§ BRIEF:
Your answer must be an exact copy of all the entries.

***

PR #3122, opened 2026-07-24
fix: compare grouped number field values against min/max correctly

eeshsaxena:
A number field with a thousands separator is compared against `minValue`/`maxValue` using only its leading group.

## Problem

`validateNumberField` calls `parseFloat` on the raw value, but every configured number format uses a separator `parseFloat` stops at:

```js
parseFloat("1,234.56")  // 1        (format 123,456,789.00)
parseFloat("1.234,56")  // 1.234    (format 123.456.789,00)
```

The value passes its format regex, then the range check runs against `1` instead of `1234.56`. Both directions are wrong:

| field config | entered | today | expected |
|---|---|---|---|
| `maxValue: 100` | `1,234.56` | accepted | rejected |
| `minValue: 500` | `1,234.56` | rejected | accepted |

`sign-field-with-token.ts` calls this with `isSigningPage: true`, so this runs on the value a recipient submits — a signed field can end up holding a number outside the range the sender configured.

## Fix

Normalise the value before comparing, using the format to decide which separator groups and which is the decimal:

- `123.456.789,00` — dots group, comma is the decimal
- `123,456,789.00`, `123456,789.00`, and an unset format — commas group, dot is the decimal

Only the parsing changes; the format regex, the required/read-only rules and the error messages are untouched.

## Tests

`validate-number.ts` had no test file. Added one covering the parser directly and the range checks for grouped, dot-grouped and ungrouped values. I verified 4 of the 8 fail against the current code and all pass with the fix; the full `packages/lib` suite is green (193 tests).

## Note

`minValue`/`maxValue` are also guarded by `> 0`, so a limit of exactly `0` is ignored. That looked like a separate decision so I left it alone.

### DIFF
--- a/packages/lib/advanced-fields-validation/validate-number.test.ts
+++ b/packages/lib/advanced-fields-validation/validate-number.test.ts
@@ -1,0 +1,77 @@
+import { describe, expect, it } from 'vitest';
+
+import type { TNumberFieldMeta as NumberFieldMeta } from '../types/field-meta';
+import { parseNumberFieldValue, validateNumberField } from './validate-number';
+
+const meta = (overrides: Partial<NumberFieldMeta>): NumberFieldMeta =>
+  ({ type: 'number', ...overrides }) as NumberFieldMeta;
+
+describe('parseNumberFieldValue', () => {
+  it('parses a plain decimal', () => {
+    expect(parseNumberFieldValue('1234.56')).toBe(1234.56);
+  });
+
+  it('parses a comma-grouped value', () => {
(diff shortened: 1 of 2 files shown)


Mythie:

https://documen.so/cla

eeshsaxena:
I have read the CLA Document and I have signed the CLA

eeshsaxena:
Closing this to clear out my older open PRs. Nothing wrong with the change on my side, I am just tidying up a backlog. If it is still useful to you, say so and I will reopen it and rebase it on current main.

***

§ WRITTEN ANSWER:
PR #3122, opened 2026-07-24
fix: compare grouped number field values against min/max correctly

eeshsaxena:
A number field with a thousands separator is compared against `minValue`/`maxValue` using only its leading group.

## Problem

`validateNumberField` calls `parseFloat` on the raw value, but every configured number format uses a separator `parseFloat` stops at:

```js
parseFloat("1,234.56")  // 1        (format 123,456,789.00)
parseFloat("1.234,56")  // 1.234    (format 123.456.789,00)
```

The value passes its format regex, then the range check runs against `1` instead of `1234.56`. Both directions are wrong:

| field config | entered | today | expected |
|---|---|---|---|
| `maxValue: 100` | `1,234.56` | accepted | rejected |
| `minValue: 500` | `1,234.56` | rejected | accepted |

`sign-field-with-token.ts` calls this with `isSigningPage: true`, so this runs on the value a recipient submits — a signed field can end up holding a number outside the range the sender configured.

## Fix

Normalise the value before comparing, using the format to decide which separator groups and which is the decimal:

- `123.456.789,00` — dots group, comma is the decimal
- `123,456,789.00`, `123456,789.00`, and an unset format — commas group, dot is the decimal

Only the parsing changes; the format regex, the required/read-only rules and the error messages are untouched.

## Tests

`validate-number.ts` had no test file. Added one covering the parser directly and the range checks for grouped, dot-grouped and ungrouped values. I verified 4 of the 8 fail against the current code and all pass with the fix; the full `packages/lib` suite is green (193 tests).

## Note

`minValue`/`maxValue` are also guarded by `> 0`, so a limit of exactly `0` is ignored. That looked like a separate decision so I left it alone.

### DIFF
--- a/packages/lib/advanced-fields-validation/validate-number.test.ts
+++ b/packages/lib/advanced-fields-validation/validate-number.test.ts
@@ -1,0 +1,77 @@
+import { describe, expect, it } from 'vitest';
+
+import type { TNumberFieldMeta as NumberFieldMeta } from '../types/field-meta';
+import { parseNumberFieldValue, validateNumberField } from './validate-number';
+
+const meta = (overrides: Partial<NumberFieldMeta>): NumberFieldMeta =>
+  ({ type: 'number', ...overrides }) as NumberFieldMeta;
+
+describe('parseNumberFieldValue', () => {
+  it('parses a plain decimal', () => {
+    expect(parseNumberFieldValue('1234.56')).toBe(1234.56);
+  });
+
+  it('parses a comma-grouped value', () => {
(diff shortened: 1 of 2 files shown)


Mythie:

https://documen.so/cla

eeshsaxena:
I have read the CLA Document and I have signed the CLA

eeshsaxena:
Closing this to clear out my older open PRs. Nothing wrong with the change on my side, I am just tidying up a backlog. If it is still useful to you, say so and I will reopen it and rebase it on current main.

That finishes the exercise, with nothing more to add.